Start of Block
PR #9768, opened 2026-06-08
Fixes necessary to compile z3 included in clang-tidy via FetchContents.

davedets:
The page https://github.com/Z3Prover/z3/blob/master/README-CMake.md#adding-z3-as-a-dependency-to-a-cmake-project advises using the CMake FetchContent feature to include z3 as source into other CMake project. I'm trying to do this to use Z3 within a ClangTidy checker. This is one of a series of PR's aimed at getting Z3 to compile cleanly when included this way.

This initial PR fixes all the errors, allowing the compilation to succeed.  Subsequent diffs will address warnings.

I tested only the CMake compilation, on a Mac.

*Missing Z3_THROWs*

Update z3++.h to use Z3_THROW in a couple of places. Clang compiles with exceptions disabled so we get messages like:

```
￼/Users/daviddetlefs/llvm-project/build_dbg/_deps/z3-src/src/api/c++/z3++.h:4928:17: error: cannot use 'throw' with exceptions disabled￼4928 |                 throw exception("rcf_num objects from different contexts");￼
```

NOTE TO REVIEWERS: I'm not complete clear on the usage conventions for Z3_THROW. With exception disabled, it seems like the throwing function will just continue. If there's somethign else that should be done, like setting some error state, please let me know.

*CMake component name collision*

There was an error at the CMake level, a name collision (on "opt"). Apparently CMake components are named using a flat namespace, so it's easy to see how this could occur. It seems to me that the right global way to fix this would be to encourage people to use some form of "qualified name" convention in naming their component. The fix I chose was a local version of this, changing the Z3 component name to z3_opt. (It didn't seem feasible to make the change in clang.)

NOTE TO REVIEWERS: If you think this is OK, please let me know if

a) You'd like me to also change the name of the opt directory, to keep thecomponent-name == directory-name invariant, and

b) You'd like me to make this z3_ change more globally, to future-proof (somewhat) against similar component name collisions.


davedets:
-  I have sole ownership of intellectual property rights to my
   Submissions and I am not making Submissions in the course of work for my
   employer.

davedets:

PR #9800, opened 2026-06-09
Towards clean z3 build in clang-tidy: Eliminate zero-length-array warnings.

davedets:

This one concerns "-Wzero-length-array".  Many classes in Z3 use the "trailing array" idiom: the last field of the class C is a zero-length array of some type T, and the allocation of an instance adds extra space for some number of T's (usually the number is held in some other field of C).

When the flag -Wzero-length-array is used, this gives warnings like:
```
warning: zero size arrays are an extension [-Wzero-length-array]
```
This PR first adds -Wzero-length-array to the CLANG_ONLY_WARNINGS defined in compiler_warnings.cmake.  This causes the warnings to occur in a normal clang Z3 build.  We then make a trailing_array.h, that defines a TRAILING_ARRAY(type, field) macro.  This is defined, on per-comnpiler basis, to disable such warnings if they're enabled.  I chose this route because the use of the idiom is baked deeply into Z3, so it didn't seem feasable to consider alternative patterns (like, for example, having the trailing field be a pointer to a separately allocated array).

The rest of the changes in the PR are uses of this include file and macro in place of "raw" zero-length arrays.

With these changes, all instances of this warning are removed.


nunoplopes:
Seems a bit overkill. You can just change CXXFLAGS to add `-Wno-zero-length-array`. There's no point in this gigantic patch.

NikolajBjorner:
@davedets - Nuno has weighed in. I suspected it had some flavor of overkill given the invasiveness of the update for a well-known idiom.

davedets:
> You can just change CXXFLAGS to add -Wno-zero-length-array

I'm not sure I understand the suggestion.  Again, I'm tryng to get Z3 to compile cleanly when included via FetchContents as a library used in Clang-Tidy.  Are you suggesting that I change the Clang-Tidy build?  Or are you suggesting I do this locally via the CXXFLAGS environment variable when I do builds, overriding the choices Clang-Tidy makes?

If the former, well, I don't think I'm going to be able to convince Clang-Tidy to change their (aggressive) build rules.

If the latter, if I eventually succeed in getting the clang-tidy checker I'm building (the one that uses Z3) into clang-tidy, wouldn't we then have the problem for anyone building clang-tidy?

But maybe I've misunderstood the suggestion, and there's a third interpretation.  Perhaps you're suggesting doing something in the Z3 CMake build.  I'll see if adding -Wno-zero-length-array in CLANG_ONLY_WARNINGS in compiler_warnings.cmake has the desired effect when it's included in the clang-tidy build.  I agree that would satisfy my objections if it works.

nunoplopes:
> But maybe I've misunderstood the suggestion, and there's a third interpretation. Perhaps you're suggesting doing something in the Z3 CMake build. I'll see if adding -Wno-zero-length-array in CLANG_ONLY_WARNINGS in compiler_warnings.cmake has the desired effect when it's included in the clang-tidy build. I agree that would satisfy my objections if it works.

This one.

davedets:
>> <change compiler_warnings.cmake>

>This one.

I verified that the recommended change eliminated the zero-length array warnings for Z3 compiled as part of clang-tidy.

I've updated davedets/z3/master to eliminate the changes except for the recommended change.

Thanks for pushing me to get a simpler solution for this!

NikolajBjorner:
Nobody expects the Nuno nudge

PR #9825, opened 2026-06-11
Parallel tactic (#9824)

NikolajBjorner:
Add new parallel algorithm as a tactic (parallel_tactical2.cpp)
Don't port over old experiments from smt_parallel that we aren't using (sls, inprocessing, failed_literal_mode for bb detection)
Fix bugs: lease cancellation/reslimit race condition, involves changing lease epoch to simple boolean flag
Also, now there is a single shared set of params for the tactic and smt_parallel

**Test runs for the parallel_tactical2 vs old smt_parallel version:**
run-2747-Z3-threads-4-qflia-30s-stats.md
run-2746-Z3-threads-4-qflia-30s-parallel_tactic-stats.md
run-2745-Z3-threads-1-qfbv-30s-stats.md
run-3013-Z3-threads-4-qfbv-30s-parallel_tactic-stats.md  --> note this is indeed run-3013, I reran after a bugfix in inc_sat_solver
run-2743-Z3-threads-4-qfnia-30s-stats.md
run-2742-Z3-threads-4-qfnia-30s-parallel_tactic-stats.md

**Test runs for the new smt_parallel with bugfixes:**
run-2801-Z3-threads-4-qflia-30s-smtparallel-bugfixes-stats.md, run-2800-Z3-threads-4-qflia-30s-smtparallel-bugfixes-stats.md
run-2797-Z3-threads-4-qfnia-30s-smtparallel-bugfixes-stats.md
compare to old smt_parallel:
run-2747-Z3-threads-4-qflia-30s-stats.md
run-2743-Z3-threads-4-qfnia-30s-stats.md

Note that there is a slight regression on lia in run-2800. The source of this appears to be the new new LP largest-cube LIA heuristic param, which is enabled by default. disabling this param in run-2801 restored performance (I didn't change this in this PR though, just something to note)

http://mtzguido.tplinkdns.com:8081/z3/compare_stats.html


NikolajBjorner:
@copilot 

Can you avoid the const_cast in the functions in smt_solver.cpp by creating const versions of relevant functions or otherwise?

expr_ref_vector get_assigned_literals() override {
            expr_ref_vector result(m);
            auto& ctx = const_cast<smt::kernel&>(m_context).get_context();
            for (auto lit : ctx.assigned_literals()) {
                expr* atom = ctx.bool_var2expr(lit.var());
                if (!atom)
                    continue;
                result.push_back(lit.sign() ? m.mk_not(atom) : atom);
            }
            return result;
        }

        unsigned get_assign_level(expr* e) const override {
            auto& ctx = const_cast<smt::kernel&>(m_context).get_context();
            expr* atom = e;
            get_manager().is_not(e, atom);
            if (!ctx.b_internalized(atom))
                return UINT_MAX;
            return ctx.get_assign_level(ctx.get_bool_var(atom));
        }

        bool is_relevant(expr* e) const override {
            auto& ctx = const_cast<smt::kernel&>(m_context).get_context();
            expr* atom = e;
            get_manager().is_not(e, atom);
            return ctx.b_internalized(atom) && ctx.is_relevant(atom);
        }

        unsigned get_num_bool_vars() const override {
            return const_cast<smt::kernel&>(m_context).get_context().get_num_bool_vars();
        }

        sat::bool_var get_bool_var(expr* e) const override {
            auto& ctx = const_cast<smt::kernel&>(m_context).get_context();
            expr* atom = e;
            get_manager().is_not(e, atom);
            return ctx.b_internalized(atom) ? ctx.get_bool_var(atom) : sat::null_bool_var;
        }

NikolajBjorner:
@copilot also fix the build errors

../src/sat/smt/atom2bool_var.cpp:1:1: error: unknown type name 'add'
    1 | add a smart constructor to seq_util to create the simplified range given two characters. It would create either the empty regex, the singleton string or a range expression./*++
      | ^
../src/sat/smt/atom2bool_var.cpp:1:6: error: expected ';' after top level declarator
    1 | add a smart constructor to seq_util to create the simplified range given two characters. It would create either the empty regex, the singleton string or a range expression./*++
      |      ^
      |      ;

NikolajBjorner:
@copilot 

lits that is returned should be a sorted version of candidates instead of just the highest scoring literal.
It should sort candidates by highest score first.
It can do something similar to the sat_solver by shuffling candidates with the same scores.

This is the relevant code in smt_solver that should be updated:

                    if (!vars.empty() && !selected_vars.is_marked(e))
                        continue;
                    candidates.push_back(e);
                    double new_score = ctx.get_activity(v);
                    // Match smt_parallel: cube split tie-breaking is independent
                    // of the per-worker SMT search seed.
                    if (new_score > score || !result || (new_score == score && m_rand(++n) == 0)) {
                        score = new_score;
                        result = e;
                    }
                }

                vars.reset();
                vars.append(candidates);

                expr_ref_vector lits(m);
                if (result)
                    lits.push_back(result);
                return lits;

PR #9838, opened 2026-06-12
Add versioned shared object names in Bazel rules

shantanu-gontia:
Adds versioned shared library names (`libz3.so.4.17`, `libz3.4.17.dylib`, etc.) alongside the unversioned ones to enable Bazel rules to locate the correct library binaries.


shantanu-gontia:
End of Block
== What is required ==
Filter the records above for the string "idiom" and copy each matching line.

== Response to the task ==
This one concerns "-Wzero-length-array".  Many classes in Z3 use the "trailing array" idiom: the last field of the class C is a zero-length array of some type T, and the allocation of an instance adds extra space for some number of T's (usually the number is held in some other field of C).
This PR first adds -Wzero-length-array to the CLANG_ONLY_WARNINGS defined in compiler_warnings.cmake.  This causes the warnings to occur in a normal clang Z3 build.  We then make a trailing_array.h, that defines a TRAILING_ARRAY(type, field) macro.  This is defined, on per-comnpiler basis, to disable such warnings if they're enabled.  I chose this route because the use of the idiom is baked deeply into Z3, so it didn't seem feasable to consider alternative patterns (like, for example, having the trailing field be a pointer to a separately allocated array).
@davedets - Nuno has weighed in. I suspected it had some flavor of overkill given the invasiveness of the update for a well-known idiom.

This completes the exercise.